Thursday, May 10, 2012

A pilgrimage to visit America: a time in Boston



Boston is filled with places that nudge you into, “I read something about that, I wish I could remember what!”

My wife and I have had our share of first time visitors to America. To our on-going surprise, so many want to see Niagara Falls. Awesome, but equally so for the sales ability in tourism offices. Go Boston.

We spent some days there last week. Annelie had never been to Boston as a matter of circumstances; it was the last great American city that we had not visited together. As usual, she read up on things prior to a visit; this time it became for both of us a pilgrimage to understand America afresh.

So much to learn, and so much unanticipated. Our hotel was across from Faneuil Hall, the scene of some of the memorial meetings leading up to the American Revolution. That I knew, “Faneuil” I did not. My multilingual wife simply proceeded to wonder if it harkening back to the Huguenots. I had thought of that persecuted people coming to the colonies in the Carolinas, but possibly here was another reminder of the so-many who had suffered for their faith and had prospered in America.

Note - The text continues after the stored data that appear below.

PR #1749, opened 2026-08-18
[WT-1423] Make Jinja IncludeContentsExtension thread safe

### LINKED ISSUE #1590: Investigate & Resolve Errors in Content Loading in Wagtail Dev
Per @Luciano Ratamero:  
The issue is that some content is either loaded in the wrong places or not loaded at all. That only happens in Dev, and only if we bombard the local server with multiple requests concurrently. That's been affecting the way we're running Playwright tests (mostly visual regression ones), because we can't run the tests in parallel, or they randomly fail. The way to reproduce this is to open any page (the home page will do), and hold the keyboard keys to reload the page for a few seconds, then let it go. Since the browser will do a lot of requests, the issue always happens.

I'm 100% available to have a quick meeting about it with whoever takes this task. I've already dug a bit, trying to fix it, so I have a lot of context about things I tried, and some technical specificities about it.

┆Issue is synchronized with this [Jira Task](https://mozilla-hub.atlassian.net/browse/WT-1423)
┆Epic: (None)

James-Osgood:
## One-line summary

Fix thread-unsafe rendering bug in `django-includecontents` causing content to load incorrectly under concurrent requests.

The `django-includecontents` package's Jinja2 extension (`includecontents.jinja2.IncludeContentsExtension`) has a bug: its plain list rendering stack (`self._render_stack`) is shared between threads because Jinja2 instantiates the extension once per environment. This resulted in slot content in `<include:..>` tags sometimes receiving content from other components or missing altogether.

This PR fixes the bug by subclassing `IncludeContentsExtension` and replacing the render stack with a thread-safe [`ContextVar`](https://docs.python.org/3/library/contextvars.html).

See SmileyChris/django-includecontents#11 for additional details. See SmileyChris/django-includecontents#12 for the fix in that library. (The fix differs from the one presented in this PR due to the ease of fixing the bug via subclassing the extension with an attribute versus rewriting several methods; both changes fix the reported issue.) Once `django-includecontents` releases a new version with this bug fixed, and this repo updates its dependency, then this PR can be reverted.

Note: this should unblock parallel Playwright testing.

## Issue / Bugzilla link

https://mozilla-hub.atlassian.net/browse/WT-1423

Closes #1590.

## Testing

1. Open several tabs (either site pages rendered by the CMS and/or pattern library views). Five should do.
2. Make a change to a CSS file, causing webpack to reload all of the tabs.
3. Check that all content was loaded in as expected: no empty blocks, or blocks with content from other pages.

### DIFF
--- a/springfield/base/tests/test_jinja_extensions.py
+++ b/springfield/base/tests/test_jinja_extensions.py
@@ -1,0 +1,128 @@
+# This Source Code Form is subject to the terms of the Mozilla Public
+# License, v. 2.0. If a copy of the MPL was not distributed with this
+# file, You can obtain one at https://mozilla.org/MPL/2.0/.
+
+import threading
+
+from jinja2 import DictLoader, Environment
+
+from springfield.jinja2 import ThreadSafeIncludeContentsExtension
+
+COMPONENTS = {
+    "components/box.html": "[{{ name }}|{{ contents.slot }}]",
+    "components/outer.html": "[outer|{{ contents.slot }}]",
+}
+
+
+def build_environment(extension):
+    return Environment(loader=DictLoader(COMPONENTS), extensions=[extension])
+
+
+# FUTURE: remove when django-includecontents releases a new version which fixes
+#         django-includecontents#11.
+class TestThreadSafeIncludeContentsExtension:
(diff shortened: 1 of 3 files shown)


James-Osgood:
Superseded by #1775.

PR #1751, opened 2026-08-19
[WT-1638] Ensure minor version component is included in WNP release notes link

knowler:
## One-line summary

For non-CMS What’s New pages, the release notes link was broken for major versions since the minor component (i.e. `.0`) was missing from the URL. This ensures that’s included.

Full disclosure, I used Claude Code for this change as I wasn’t totally familiar with this part of the codebase, the helpers that were available, and testing with Python. I reviewed the code and tested it works in the browser and with the automated tests.

## Issue / Bugzilla link

- https://mozilla-hub.atlassian.net/browse/WT-1638
- https://bugzilla.mozilla.org/show_bug.cgi?id=2063623

## Testing

Pull down and test that the release notes link in the page content goes to the correct place (e.g. link href is set to `/sv-SE/firefox/153.0/releasenotes/` — will redirect to the en-US version):

- Previously broken: http://localhost:8000/sv-SE/whatsnew/153/
    - Try a few different languages (e.g. `cy`)
- Not previously broken, but could be affected by the change (i.e. it’s in the code path): http://localhost:8000/sv-SE/whatsnew/153.0beta/

### DIFF
--- a/springfield/firefox/templates/firefox/whatsnew/evergreen.html
+++ b/springfield/firefox/templates/firefox/whatsnew/evergreen.html
@@ -90,7 +90,7 @@
     </div>
 
     <aside class="mzp-l-content c-utilities">
-      {% set releasenotes_url = url('firefox.releases.index') if not version else '/firefox/%s/releasenotes/'|format(version) %}
+      {% set releasenotes_url = url('firefox.desktop.releasenotes', releasenotes_version, 'release') if releasenotes_version else url('firefox.releases.index') %}
       {% set releasenotes_link = 'href="%s" target="_blank"'|safe|format(releasenotes_url) %}
       <p>{{ ftl('whatsnew-release-notes', url=releasenotes_link) }}</p>
     </aside>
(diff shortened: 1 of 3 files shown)


springfield/firefox/templates/firefox/whatsnew/evergreen.html
```diff
@@ -90,7 +90,7 @@ <h1 class="wnp-main-title">{{ ftl('whatsnew-download-firefox-for-your') }}</h1>
     </div>
 
     <aside class="mzp-l-content c-utilities">
-      {% set releasenotes_url = url('firefox.releases.index') if not version else '/firefox/%s/releasenotes/'|format(version) %}
+      {% set releasenotes_url = url('firefox.desktop.releasenotes', releasenotes_version, 'release') if releasenotes_version else url('firefox.releases.index') %}
```
knowler: I think the else branch here might never be followed since `releasenotes_version` is always set?

https://github.com/knowler/springfield/blob/52f8597d6d21eae5177cfd3bde06f031a4b9637f/springfield/firefox/views.py#L1067-L1069

stevejalim (approved):
Thanks @knowler! Test driven and LGTM!

PR #1753, opened 2026-08-24
Security dep bumps: FE and BE

stevejalim:
Python and JS dep bumps, following Dependabot pings about them 

Integration tests passing: https://github.com/mozmeao/springfield/actions/runs/32725504348


wen-2018 (approved):
r+

PR #4716, opened 2026-09-08
chore: Clear maintenance schedule on wave-only transition

marcabreracast:
## Description

Allows `mongodbatlas_maintenance_window` to clear an existing maintenance schedule when transitioning to a wave-only configuration (schedule omitted, `wave_assignment` retained). The update path now sends `day_of_week` and `hour_of_day` as explicit null via the SDK `NullFields` mechanism when they are removed from config, so Atlas clears the schedule instead of retaining the old values. Also adds a follow-up `Read` after `Update` to refresh computed attributes that may change server-side during the transition.

Link to any related issue(s): CLOUDP-440317, blocked by CLOUDP-439562 (now resolved)

## Type of change:

Internal work on an unreleased feature (maintenance waves). None of the above apply.

## Required Checklist:

## Further comments

The `Read` after `Update` fixes a pre-existing issue where computed attributes (such as `time_zone_id`) went stale after an update until the next plan/refresh. This was latent until the wave-only transition introduced a path where a computed attribute changes value mid-lifecycle. No changelog entry is needed as this is internal work on an unreleased feature; the user-facing changelog is covered by the overall maintenance waves enhancement.

### DIFF
--- a/internal/service/maintenancewindow/resource_maintenance_window.go
+++ b/internal/service/maintenancewindow/resource_maintenance_window.go
@@ -285,7 +285,7 @@ func resourceUpdate(ctx context.Context, d *schema.ResourceData, meta any) diag.
 		}
 	}
 
-	return nil
+	return resourceRead(ctx, d, meta)
 }
 
 func resourceDelete(ctx context.Context, d *schema.ResourceData, meta any) diag.Diagnostics {
--- a/internal/service/maintenancewindow/resource_maintenance_window.go
+++ b/internal/service/maintenancewindow/resource_maintenance_window.go
@@ -233,14 +233,16 @@ func resourceUpdate(ctx context.Context, d *schema.ResourceData, meta any) diag.
 	}
 
 	params := new(admin.GroupMaintenanceWindowPreviewUpdateRequest)
-	// TODO(CLOUDP-440317): omitting day_of_week/hour_of_day leaves them out of the PATCH rather than
-	// clearing them, so removing an existing schedule to go wave-only does not converge. Send them as
-	// explicit null (SetDayOfWeekNil/SetHourOfDayNil) once the API honors null unset (CLOUDP-439562).
+
 	if !d.GetRawConfig().GetAttr("day_of_week").IsNull() {
-		params.DayOfWeek = new(d.Get("day_of_week").(int))
+		params.SetDayOfWeek(d.Get("day_of_week").(int))
+	} else if d.HasChange("day_of_week") {
+		params.SetDayOfWeekNil()
 	}
 	if !d.GetRawConfig().GetAttr("hour_of_day").IsNull() {
-		params.HourOfDay = new(d.Get("hour_of_day").(int))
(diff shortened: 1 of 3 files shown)


internal/service/maintenancewindow/resource_maintenance_window.go
```diff
@@ -283,7 +285,7 @@ func resourceUpdate(ctx context.Context, d *schema.ResourceData, meta any) diag.
 		}
 	}
 
-	return nil
+	return resourceRead(ctx, d, meta)
```
marcabreracast, line 289: Added this `Read` after `Update` to refresh computed attributes that the API may omit or change server-side. Without it, values like `time_zone_id` (which is absent from the GET response for a wave-only window) go stale in state until the next plan. This was a pre-existing issue that surfaced when the wave-only transition introduced a path where a computed attribute changes value mid-lifecycle.

internal/service/maintenancewindow/resource_maintenance_window.go
```diff
@@ -233,14 +233,16 @@ func resourceUpdate(ctx context.Context, d *schema.ResourceData, meta any) diag.
...
-		params.DayOfWeek = new(d.Get("day_of_week").(int))
+		params.SetDayOfWeek(d.Get("day_of_week").(int))
+	} else if d.HasChange("day_of_week") {
+		params.SetDayOfWeekNil()
 	}
 	if !d.GetRawConfig().GetAttr("hour_of_day").IsNull() {
-		params.HourOfDay = new(d.Get("hour_of_day").(int))
+		params.SetHourOfDay(d.Get("hour_of_day").(int))
+	} else if d.HasChange("hour_of_day") {
+		params.SetHourOfDayNil()
```
AgustinBettati, line 246: The `else if d.HasChange("hour_of_day")` gate misses the case where the existing schedule is at midnight. `hour_of_day = 0` is both a valid value and the SDKv2 TypeInt zero value, so removing the schedule from config produces no diff entry for it and the PATCH sends `{"dayOfWeek": null}` with `hourOfDay` omitted. `day_of_week` is unaffected because it is 1-based. Not certain how API behaves in this case.

One option: Suggest gating both branches on `d.HasChange("day_of_week") || d.HasChange("hour_of_day")`, since the two are mutually `RequiredWith`.

Lets make sure to capture this case in an acceptance test

marcabreracast: Good catch! Addressed this in [32978eb](https://github.com/mongodb/terraform-provider-mongodbatlas/pull/4716/commits/32978eb20fc70d94dfbe145d4a7c2ccee7099e47) and added a separate acceptance test since I want to make sure to specifically cover this case (`TestAccConfigRSMaintenanceWindow_waveAssignmentMidnight`), but let me know if you prefer to fold it into another test.

AgustinBettati (approved):
LGTM, thanks for the additional test coverage

PR #4718, opened 2026-09-09
fix: Fixes plan and apply errors when attributes are not known until apply

lantoli:
## Description

Planning an update to `mongodbatlas_advanced_cluster` fails when an optional attribute is set from an expression that is not resolved yet, such as a module output or `merge()`. 
Found while doing #4697. It is an independent pre-existing defect on `master`, so it is fixed here rather than in that branch.

The value is unknown at plan time, and the provider mishandles it in three independent places:
- `handleModifyPlan` calls `CopyUnknowns`, which replaces the unknown plan value with the state value. The planned value then contradicts the configuration, so Terraform reports `Provider produced invalid plan`.
- `newResourceTag` and `newComponentLabel` convert `tags` and `labels` without an unknown guard, so building the Atlas request fails with `Value Conversion Error` during plan, before any Atlas call.
- `accept_data_risks_and_force_replica_set_reconfig` reaches the time parser as an empty string, failing with `error converting AcceptDataRisksAndForceReplicaSetReconfig`.

This affects every attribute that is `Optional` without `Computed`, currently: `tags`, `labels`, `adaptive_capacity`, `retain_backups_enabled`, `use_effective_fields`, `pinned_fcv`, `backing_provider_name`, `accept_data_risks_and_force_replica_set_reconfig` and `timeouts`. Their value can only come from the configuration, so keeping them unknown is always correct. `Optional+Computed` attributes need a second fix. Terraform accepts a provider planning a value it owns for them at plan time, but the plan re-run during apply sees the resolved configuration, finds `replication_specs` changed and turns attributes such as `replication_specs.0.container_id` unknown, and known to unknown fails the apply with `Provider produced inconsistent final plan`. This is reproducible on `master` with `auto_scaling` set from another resource on a plain `REPLICASET`.

`schemafunc.UnknownInConfig` reports the top-level attributes the configuration leaves unknown and adds them to `keepUnknown`, so they stay unknown until the expression resolves. The name is top-level because an unknown nested in `replication_specs` also hides whether that list changes. `adjustRegionConfigsChildren` is skipped for unresolved `replication_specs` for the same reason: the values it fills from state, such as `read_only_specs`, depend on specs that are not resolved yet, and the plan re-run during apply fills them once they are.

### Reproduction

Create the cluster without the tag, then add it and apply again:

```hcl
resource "terraform_data" "tags" {
  input = { owner = "team-atlas" }
}

resource "mongodbatlas_advanced_cluster" "test" {
  project_id   = var.project_id
  name         = "example"
  cluster_type = "REPLICASET"

  tags = terraform_data.tags.output // Attribute updated

  replication_specs = [{
    region_configs = [{
      provider_name   = "AWS"
      region_name     = "US_EAST_1"
      priority        = 7
      electable_specs = { instance_size = "M10", node_count = 3 }
    }]
  }]
}
```

Before this change `terraform plan` fails, without reaching Atlas:

```
Error: Value Conversion Error

Received unknown value, however the target type cannot handle unknown values.
Target Type: map[string]basetypes.StringValue
```

Link to any related issue(s): CLOUDP-430468

## Type of change:

## Required Checklist:


lizo-mdb (approved):
LGTM

internal/service/advancedcluster/plan_modifier_test.go
```diff
@@ -46,6 +46,21 @@ func TestPlanChecksClusterTwoRepSpecsWithAutoScalingAndSpecs(t *testing.T) {
 					plancheck.ExpectResourceAction(resourceName, plancheck.ResourceActionNoop),
 				},
 			},
+			{
+				// These attributes are Optional without Computed, so an unresolved expression must
+				// stay unknown instead of being replaced by the state value.
+				ConfigFilename: "main_unresolved_optional_attributes.tf",
```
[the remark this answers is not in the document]
lantoli: the fixture is intentionally partial: it covers one attribute per affected kind (map, bool, string, date, nested), not all nine. We are keeping `configOnlyAttributes` as a plain literal list rather than adding a schema-driven guard test; a reviewer will catch a missing entry when a new Optional-only attribute is added, same as the existing `volatileAttributes` list right above it, which has no such guard either.

internal/service/advancedcluster/plan_modifier.go
```diff
@@ -58,7 +58,9 @@ func handleModifyPlan(ctx context.Context, diags *diag.Diagnostics, state, plan
 		return
 	}
 	attributeChanges := schemafunc.NewAttributeChanges(ctx, state, plan)
-	keepUnknown := []string{"connection_strings", "state_name", "mongo_db_version", "config_server_type"} // Volatile attributes, should not be copied from state
+	// Optional attributes without Computed, an unknown value is an unresolved config expression, not a state value
+	keepUnknown := []string{"accept_data_risks_and_force_replica_set_reconfig", "adaptive_capacity", "backing_provider_name", "labels", "pinned_fcv", "retain_backups_enabled", "tags", "timeouts", "use_effective_fields"}
```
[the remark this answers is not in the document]
lantoli: we decided against adding a schema-driven guard test for `configOnlyAttributes`. It stays a plain literal list, matching `volatileAttributes` right above it, which has never had one either. A missing entry surfaces at review time when a new Optional-only attribute is added, not through a dedicated test.

internal/service/advancedcluster/plan_modifier_test.go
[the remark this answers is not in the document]
lantoli: same reasoning as the reply above: this fixture is intentionally partial (one attribute per affected kind), and we are not adding a schema-driven guard for `configOnlyAttributes`. It is a plain literal list like `volatileAttributes`, and review will catch a missing entry when a new Optional-only attribute is added.

lantoli:
TestAccMockableAdvancedCluster_replicasetAdvConfigUpdate  failing test in PR checks is not related to this PR and is also failing in master in TestSuite

internal/service/advancedcluster/plan_modifier.go
EspenAlbert: Why do we need to add this to never copied from state? Can the CopyUnknowns instead handle this?

EspenAlbert: CopyUnknowns cannot derive the set itself: it reflects over the TFModel fields and only sees tfsdk names and attr values, with no access to the schema, so it cannot tell Optional-without-Computed from Optional+Computed. da7afc874 tried the schema-walk derivation (with a drift test) and b12f5e1e0 replaced it with this explicit list so both name sets sit next to the use site. I verified the list against the schema: the seven root Optional-only attributes plus pinned_fcv, timeouts, and the nested backing_provider_name are exactly the Optional-without-Computed set, so nothing is missing today

internal/service/advancedcluster/plan_modifier_test.go
EspenAlbert: q: the fixture exercises 7 of the 9 `keepUnknown` names, but `pinned_fcv` and `timeouts` are left out. any reason? `pinned_fcv` is the only object-typed entry, and its nested `expiration_date` going unknown is the distinct repro shape for a SingleNestedAttribute (`pinned_fcv = { expiration_date = terraform_data.unresolved_date.output }` plus `plancheck.ExpectUnknownValue(resourceName, tfjsonpath.New("pinned_fcv").AtMapKey("expiration_date"))`), so covering it would also guard the one entry whose removal no current test would catch

internal/service/advancedcluster/plan_modifier.go
lantoli: thanks, you're right, updated `CopyUnknowns` to handle this in d4d70a6. The implementation is a bit more involved, but it avoids maintaining a separated list. I also simplified the func by removing the unused `keepUnkownCall` paramater

internal/service/advancedcluster/plan_modifier.go
```diff
@@ -28,8 +30,28 @@ var (
 	}
 )
 
+// unknownInConfig lists the top-level attributes the configuration still leaves unknown, using the naming of
+// keepUnknown. Planning their state value hides a change that the plan re-run during apply then reveals, so the
+// apply fails with "Provider produced inconsistent final plan". The Optional-without-Computed rule in
+// CopyUnknowns does not cover this: cluster_type and auto_scaling are also Computed. The name is top-level
+// because an unknown nested in replication_specs hides whether that list changes.
+func unknownInConfig(config tftypes.Value) []string {
```
EspenAlbert: consider refactoringr
does this belong in a helper functoin? Doesn't seem related to advanced_cluster?
Might be better in the schemafunc as part of copyUnknown?

internal/service/advancedcluster/plan_modifier_test.go
```diff
@@ -46,6 +46,38 @@ func TestPlanChecksClusterTwoRepSpecsWithAutoScalingAndSpecs(t *testing.T) {
 					plancheck.ExpectResourceAction(resourceName, plancheck.ResourceActionNoop),
 				},
 			},
+			{
```
EspenAlbert, line 49: nice with plan tests for this!

EspenAlbert (approved):
Thank you for following up on the comments. Ok to merge current style 👍

internal/service/advancedcluster/plan_modifier.go
lantoli: you're right, changed in 4ab3744

internal/common/schemafunc/plan_modifier_state_for_unknown.go
```diff
@@ -35,58 +37,88 @@ func HasUnknowns(obj any) bool {
...
+func copyUnknowns(ctx context.Context, src, dest any, attributes map[string]schema.Attribute, keepUnknown []string) {
 	valSrc, valDest := validateStructPointers(src, dest)
 	typeSrc := valSrc.Type()
 	typeDest := valDest.Type()
 	for i := range typeDest.NumField() {
 		fieldDest := typeDest.Field(i)
 		name, tfName := fieldNameTFName(&fieldDest)
 		srcValue := valSrc.FieldByName(name).Interface()
-		if keepUnknownCall(tfName, srcValue.(attr.Value)) {
+		if shouldKeepUnknown(attributes, keepUnknown, tfName) {
```
AgustinBettati: help from 🤖 (worth double checking)

This skips the attribute before recursing, so an Optional-only object with a Computed child never gets that child from state. pinned_fcv is that case: version is Computed.
Suggestion: apply the Optional-only rule only when the dest value itself is unknown, here and at line 202, so a known object still recurses for its Computed children

internal/common/schemafunc/plan_modifier_state_for_unknown.go
```diff
@@ -35,58 +37,88 @@ func HasUnknowns(obj any) bool {
...
 }
 
-type KeepUnknownFunc func(string, attr.Value) bool
+// UnknownInConfig lists the top-level attributes that the configuration leaves unknown, to be passed as
+// keepUnknown to CopyUnknowns. Planning their state value hides a change that the plan Terraform re-runs
+// during apply then reveals, so the apply fails with "Provider produced inconsistent final plan". This is
+// not covered by CopyUnknowns keeping the Optional-without-Computed attributes unknown, which leaves out the
+// Optional+Computed ones. The name is top-level because an unknown nested in a list also hides whether that
+// list changes.
+func UnknownInConfig(config tftypes.Value) []string {
```
AgustinBettati, line 46: q: This function focuses in finding top-level. Why is nested information not needed or extracted at this point?

AgustinBettati (commented):
Was not able to dive too deep here, hard to grasp the end to end. Leaving comments that do not block the merge.

internal/common/schemafunc/plan_modifier_state_for_unknown.go
lantoli: nice catch, fixed in 97cb879. `pinned_fcv.version` was planned as unknown instead of taking its state value, as the parent is skipped before recursing

it shows up on every update of a cluster with `pinned_fcv` set: the framework marks Computed attributes that are null in the configuration as unknown, and `CopyUnknowns` was no longer filling it back. it is only extra noise in the plan, nothing would break if we left it, but the fix is small so let's take it

one addition while doing it: traversing a known object also exposes its `Required` children, so the rule is now "not `Computed`" instead of "`Optional` and not `Computed`", otherwise an unresolved `expiration_date = module.x.date` would take the state value. tests added for both directions

internal/common/schemafunc/plan_modifier_state_for_unknown.go
lantoli: `keepUnknown` matches attribute names, not paths, so nested granularity cannot be expressed there. It is not needed either: an unknown nested in `replication_specs` hides whether that list changes, so the whole attribute has to stay unknown until it resolves. The per-level precision comes from `CopyUnknowns`, which walks the nested attributes itself

PR #4726, opened 2026-09-14
fix: Avoids inconsistent result error when Atlas omits specs of nodeless region configs

### LINKED ISSUE #4238: [Bug]: produced an unexpected new value

- [x] I have searched the existing issues

### Provider Version

2.7.0

### Terraform Version

1.14.6

### Terraform Edition

Terraform Open Source (OSS)

### Current Behavior

I added `use_effective_fields = true` on my imported cluster and then added `electable_specs` as well since I was confronted with `REPLICATION_SPECS_REQUIRES_ELECTABLE_SPECS`. The apply seems to succeed within mongo but then fails on the state/output side of things:

> Error: Provider produced inconsistent result after apply
> │ 
> │ When applying changes to mongodbatlas_advanced_cluster.this, provider "provider[\"registry.terraform.io/mongodb/mongodbatlas\"]" produced an unexpected new value: .replication_specs[0].region_configs[0].analytics_specs.disk_size_gb: was cty.NumberIntVal(2048),
> │ but now null.
> │ 
> │ This is a bug in the provider, which should be reported in the provider's own issue tracker.

```hcl
resource "mongodbatlas_advanced_cluster" "this" {
  project_id           = local.project_id
  name                 = local.cluster_name
  cluster_type         = "REPLICASET"
  use_effective_fields = true
  replication_specs = [
    {
      region_configs = [
        {
          provider_name = "AZURE"
          priority      = 7
          region_name   = "GERMANY_WEST_CENTRAL"
          analytics_specs = {
            disk_iops     = 7500
            disk_size_gb  = 2048
            instance_size = "M60"
            node_count    = 0
          }
          auto_scaling = {
            compute_enabled            = true
            compute_max_instance_size  = "M60"
            compute_min_instance_size  = "M50"
            compute_scale_down_enabled = true
            disk_gb_enabled            = true
          }
          electable_specs = {
            instance_size = "M50"
            node_count    = 3
          }
        }
      ]
    }
  ]
}
```

### Steps To Reproduce

not sure, create above without effective fields and then add it, perhaps

### Logs

```txt

```

### Code of Conduct

- [x] I agree to follow this project's Code of Conduct

ZayanKhan-12:
## Description

Fixes the `Provider produced inconsistent result after apply` error reported when a region config has an `analytics_specs` block with `node_count = 0` and `use_effective_fields = true`.

Link to any related issue(s): Fixes #4238

### Root cause

Atlas omits hardware spec attributes for a spec that describes no nodes — with nothing provisioned there is no hardware to report. It is most visible with `use_effective_fields` enabled, where the specs returned describe the effective (actually provisioned) hardware rather than what the client sent.

Those attributes are `Optional + Computed`, so Terraform requires the value in state after apply to equal the config value whenever the practitioner set one. `newSpecsObjType` maps an omitted field straight to null via `types.Float64PointerValue(nil)`, which contradicts the config and aborts the apply:

```
Error: Provider produced inconsistent result after apply
... .replication_specs[0].region_configs[0].analytics_specs.disk_size_gb:
was cty.NumberIntVal(2048), but now null.
```

That also explains the reporter's workaround — removing `analytics_specs.disk_size_gb` from the config leaves nothing for the null to contradict, and the plan settles.

### Fix

Keep the value from the previous model for attributes of a nodeless spec that Atlas did not report.

The override runs inside `OverrideAttributesWithPrevStateValue`, already the single reconciliation point called from `getBasicClusterModel` for Create, Read and Update — so `modelIn` is the plan in Create/Update and the prior state in Read, and in every case holds the value to fall back to. Handling it in Read as well is what keeps subsequent plans empty rather than showing a permanent diff.

Two guards keep the change narrow:

- **Specs that have nodes are left untouched.** There Atlas reports the hardware actually backing them, and that value must win — this must not mask auto-scaling adjustments. Only a spec whose `node_count` is 0 is considered, taken from Atlas' response when it reported one and from the previous model otherwise.
- **Only known values are copied.** `modelIn` is the plan in Create/Update, where computed attributes can be unknown, and unknown must never reach state. This is why the existing `copyAttrIfDestNotKnown` is not reused: it treats null and unknown alike and is only safe where the source is state.

The same omission is possible for `electable_specs` and `read_only_specs`, so all three are handled uniformly.

`OverrideAttributesWithPrevStateValue` gains a `ctx` parameter, needed to walk the nested list/object values. Both call sites (`resource.go`, `model_flex.go`) already had one in scope.

### A note on scope

This is the provider-side half. @AgustinBettati mentioned in the issue that the inconsistency originates upstream in the API — that remains worth fixing there, and this change does not depend on it either way: it makes the provider tolerant of an omitted attribute for a spec that has no nodes, which is reasonable behaviour regardless of whether the API is later changed to echo the value back.

I also deliberately did **not** handle the case where Atlas omits the entire specs *object*, only individual attributes within it. The reported error is anchored at `.analytics_specs.disk_size_gb`, so the object is present; resurrecting a whole absent block felt like speculative scope for a bug report that doesn't show it. Happy to add it if you've seen that variant.

## Type of change:

## Required Checklist:

### Tests

`TestAdvancedCluster_overrideUnreportedInactiveSpecs` encodes the issue directly, plus the cases that keep the fix honest:

| Case | Asserts |
|---|---|
| issue 4238 scenario | `disk_size_gb` 2048 survives an omission for a 0-node analytics spec |
| every omitted attribute of an inactive spec | `disk_iops`, `ebs_volume_type`, `instance_size`, `node_count` too |
| Atlas values win when reported | the override never overwrites a value Atlas actually sent |
| a spec with nodes is left untouched | auto-scaling adjustments are not masked |
| unknown plan values never reach state | an unknown source is skipped, leaving null |
| `node_count` omitted by Atlas | falls back to the previous model |
| spec absent from the response / from the previous model | neither is resurrected nor disturbed |

Plus `...AllSpecTypes` (analytics, electable and read-only) and `...NoReplicationSpecs` (null/unknown/empty lists, guarding the flex path).

**Verified the tests actually catch the bug**: with the `overrideUnreportedInactiveSpecs` call commented out, the issue-4238 case fails with exactly the reported shape — `expected: Float64Value{state:0x2 (known), 2048}`, `actual: Float64Value{state:0x0 (null)}`.

### Verification run

- `go build ./...` — clean
- `go test ./...` — 0 failures repo-wide
- `go test ./internal/service/advancedcluster/... -race -count=1` — pass
- `golangci-lint run` (v2.12.2, the pinned version) — 0 issues repo-wide
- `gofmt -s -l`, `goimports -l`, `go vet` on the changed files — clean

Note that the plan-check tests in this package require the `terraform` binary on `PATH`; without it they panic with `terraform not found in PATH`, which reads like a code failure but isn't.

### What I could not verify

I have no Atlas org, so **acceptance tests were not run** and no MacT capture is included — a recorded capture of an apply that enables `use_effective_fields` on a cluster with a 0-node `analytics_specs` would be the natural end-to-end regression test, and I'd rather a maintainer record it against real Atlas than hand-forge the YAML. The root cause above is inferred from the reported error, the reporter's workaround, and the response-mapping code path; if your reproduction shows Atlas omitting something different, the guard in `overrideUnreportedSpecAttrs` is where to adjust.

The changelog entry (`.changelog/<PR>.txt`) is added in a follow-up commit now that the PR number exists.

🤖 Generated with [Claude Code](https://claude.com/claude-code)

https://claude.ai/code/session_01Amg4ZK9JA4ePZxHUhZwnjv


AgustinBettati:
Hi @ZayanKhan-12. Thank you for the contribution.

As mentioned in https://github.com/mongodb/terraform-provider-mongodbatlas/issues/4238 the root cause of this issue is due to inconsistent API behaviour. Specifically, when leveraging `use_effective_fields` and defining different `disk_size_gb` values in `electableSpecs` vs `analyticsSpecs`/`readOnlySpecs`, `electableSpecs` is used as the single source for `disk_size_gb` value across all specs.

Our current posture remains on fixing this issue on the API side and hence avoiding additional complexity on a specific client (in this case the Terraform provider). This decision is also considering there is a straight forward path for mitigating the non-empty plan (aligning disk_size_gb value across the specs). Any further updates will be left in https://github.com/mongodb/terraform-provider-mongodbatlas/issues/4238.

I have visited forty-three countries now, but I will say that breakfast in our hotel was unique. In part, it was pure joy: all those high school student groups on their senior day trip.  Tall teacher in the front of them, big teacher in the rear of them, quick teacher in the middle of it all. Give them a pay raise, folks! It was beautiful as they surged along the Freedom Trail. 

Equally marvelous were all those college kids going helter-skelter, backpacks swung, earphones ringing, and never missing a punch on their twitters. We took a bus tour and the guide remarked there were a hundred and fifty colleges and universities in the city; a full share of these must have flowed passed as we drank a second cup of coffee. It was like seeing the United Nations dumped out, an overflowing river of college students from every part of the globe. And then there were those eating breakfast close to us. I think there were a couple of different languages going every morning. Our favorite was the obvious joy of the Japanese parents who must have come over to be at their daughter’s graduation. 

Amid that frenzy, the breakfasting was splendid. We were not seeing some New World Order emerging, but rather I think we were observing that process by which some day there will be a more agreeable world.